Great find congrats. If it has wooden wheels it's pre 1933 non balloon tire
Could be an excelsior what is the badge on it maybe someone else will know more about the year. 

Great lookin bike


----------



## volksboy57 (Jul 15, 2012)

The bike has an excelsior badge, and the crank is dated 34.  I am not an expert or anything, and this is by far my oldest schwinn. You can see more photos of it at that link to my pictures.


----------



## vintage2wheel (Jul 16, 2012)

Huh. It's a nice bike. Not sure I thought wood was pre 33


----------



## Autocycleplane (Jul 16, 2012)

vintage2wheel said:


> Huh. It's a nice bike. Not sure I thought wood was pre 33




1935 Schwinn Catalog still offered full size hi-pressure models. Chrome plated armored rims listed under specs even.

Cool ride!!


----------



## redline1968 (Jul 16, 2012)

got these this weekend.


----------



## volksboy57 (Jul 16, 2012)

Those are sweet!


----------



## vintage2wheel (Jul 16, 2012)

redline1968 said:


> got these this weekend.




nice rack good score


----------



## redline1968 (Jul 16, 2012)

thanks, they getting harder to find all the time.


----------



## GenuineRides (Jul 17, 2012)

*found a nut*

Once in a while a blind squirrel finds a nut...a '36 LaSalle Motorbike nut and a few other pieces attached to it.  Somebody swapped the front wheel with a later one with the hi-lo riveted small brake hub (bonus) but no porkchop or lever (bummer), and clear coated it (double bummer, too shiny) and touched up the downtube "LaSalle" decal (dumba** bummer), so I'm trying to figure out what to do with it...missing the tank and silveray of course, someone swiped them over the years.

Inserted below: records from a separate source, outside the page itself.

PR #2826, opened 2019-09-30
Cleanup for window_adaption unsigned int inititalization to -1

SteveBronder:
#### Submission Checklist

#### Summary

The class `window_adaption` was setting the default value of it's member `adapt_next_window_` to `-1` when `restart()` was called in the constructor. But `adapt_next_window_` is declared an unsigned int so it's default was actually MAX_UINT of the operating system. idk what's intended there but that feels like naughty behaviour. I declared adapt_next_window_ to be int and gave it a value of -1. Though I feel like that's wrong as well. What should the default value be there? Looking at `end_adaptation_window()` maybe it's zero so for first window starts sliding things forward?

This is adds a perfect forwarding constructor for `window_adaption` when the argument is convertible to a string. Then when something like `window_adaption("my_value")` is called that temp just moves on in to the class without making a string copy.

#### Intended Effect

bugfix!

#### How to Verify

Check it out!

#### Side Effects

Is this function used a lot? Looks like it's used in things like `covar_adaptation`. Should probably figure out a good default value for `adapt_next_window_` or there probably could be side effects somewhere

#### Documentation

Just a bug-fix/cleanup, though happy to add docs if needed

#### Copyright and Licensing

### DIFF
--- a/src/stan/mcmc/windowed_adaptation.hpp
+++ b/src/stan/mcmc/windowed_adaptation.hpp
@@ -11,24 +11,19 @@ namespace mcmc {
 
 class windowed_adaptation : public base_adaptation {
  public:
-  explicit windowed_adaptation(std::string name) : estimator_name_(name) {
-    num_warmup_ = 0;
-    adapt_init_buffer_ = 0;
-    adapt_term_buffer_ = 0;
-    adapt_base_window_ = 0;
+  explicit windowed_adaptation(std::string name) : estimator_name_(name) {}
 
-    restart();
-  }
-
-  void restart() {
+  inline void restart() {
     adapt_window_counter_ = 0;
     adapt_window_size_ = adapt_base_window_;
     adapt_next_window_ = adapt_init_buffer_ + adapt_window_size_ - 1;
   }
 
-  void set_window_params(unsigned int num_warmup, unsigned int init_buffer,
-                         unsigned int term_buffer, unsigned int base_window,
-                         callbacks::logger& logger) {
+  inline void set_window_params(unsigned int num_warmup,
+                                unsigned int init_buffer,
+                                unsigned int term_buffer,
+                                unsigned int base_window,
+                                callbacks::logger& logger) {
     if (num_warmup < 20) {
       logger.info("WARNING: No " + estimator_name_ + " estimation is");
       logger.info("         performed for num_warmup < 20");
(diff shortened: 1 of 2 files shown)


src/stan/mcmc/windowed_adaptation.hpp
```diff
@@ -112,14 +107,14 @@ class windowed_adaptation : public base_adaptation {
...
-  unsigned int adapt_base_window_;
+  unsigned int num_warmup_{0};
+  unsigned int adapt_init_buffer_{0};
+  unsigned int adapt_term_buffer_{0};
+  unsigned int adapt_base_window_{0};
 
-  unsigned int adapt_window_counter_;
-  unsigned int adapt_next_window_;
-  unsigned int adapt_window_size_;
+  int adapt_window_counter_{-1};
```
betanalpha: This should default to 0, not -1.

src/stan/mcmc/windowed_adaptation.hpp
```diff
@@ -112,14 +107,14 @@ class windowed_adaptation : public base_adaptation {
...
+  unsigned int adapt_next_window_{0};
```
betanalpha: This is what you were worried about overflowing, but it is still an `unsigned int`.

SteveBronder: Gaaah dumb on my part

SteveBronder:
> The only time adapt_next_window_ can become negative, and hence overflow, is when adapt_init_window_ = adapt_window_size_ = 0, but in that case the adaptation should be entirely the final window where metric adaptation is turned off and adapt_next_window_ = infty is valid logic.

If you look at the [original constructor](https://github.com/stan-dev/stan/pull/2826/files#diff-29b7e8878df34d44fbde2e245fdb0e21L14) that happens at every initialization (when we call `restart()`). Unsigned ints have well defined rollover behavior, but it's just sort of counter-intuitive logic that reasonable defaults would make go away.

SteveBronder:
Glancing at Eigen's git blame it happened somewhere between 11 months and 4 years ago, so 

 ¯\_(ツ)_/¯

but there's def a nonzero chance they did something worse when you first wrote the fast_copy stuff.

https://github.com/eigenteam/eigen-git-mirror/blame/79646971325e2f5f8f679b1e9002743589623e0b/Eigen/src/Core/util/Memory.h#L523

SteveBronder:
@rok-cesnovar is the goof on travis in this pr because of something in the tbb stuff?

rok-cesnovar:
Looks like it, yeah. The Intel TBB PR on Stan did not touch any travis configuration. We got rid of the Travis on cmdstan, not sure if we can also do that here. Otherwise that should also be done. @seantalts @serban-nicusor-toptal

betanalpha:
I think you put this in the wrong PR!

betanalpha:
Let me know when the Travis issue is resolved.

Serial Number "S" small tight evenly spaced digits.

Chris
GenuineRides


----------



## vintage2wheel (Jul 17, 2012)

*parts bike*



GenuineRides said:


> Once in a while a blind squirrel finds a nut...a '36 LaSalle Motorbike nut and a few other pieces attached to it.  Somebody swapped the front wheel with a later one with the hi-lo riveted small brake hub (bonus) but no porkchop or lever (bummer), and clear coated it (double bummer, too shiny) and touched up the downtube "LaSalle" decal (dumba** bummer), so I'm trying to figure out what to do with it...
> 
> Serial Number "S" small tight evenly spaced digits.
> 
> ...




good bike to part out if need be. al in all GOOD SCORE


----------



## Autocycleplane (Jul 17, 2012)

GenuineRides said:


> Once in a while a blind squirrel finds a nut...a '36 LaSalle Motorbike nut and a few other pieces attached to it.  Somebody swapped the front wheel with a later one with the hi-lo riveted small brake hub (bonus) but no porkchop or lever (bummer), and clear coated it (double bummer, too shiny) and touched up the downtube "LaSalle" decal (dumba** bummer), so I'm trying to figure out what to do with it...missing the tank and silveray of course, someone swiped them over the years.
> 
> Serial Number "S" small tight evenly spaced digits.
> 
> ...




Cool bike. Seeing how it is a Chicago Cycle Supply bike and has so many 37ish touches (rear rack, fender braces, stem, front drum) my guess is it's a 37 LaSalle using leftover stock (frame in this case) from the previous year like Mead often did. 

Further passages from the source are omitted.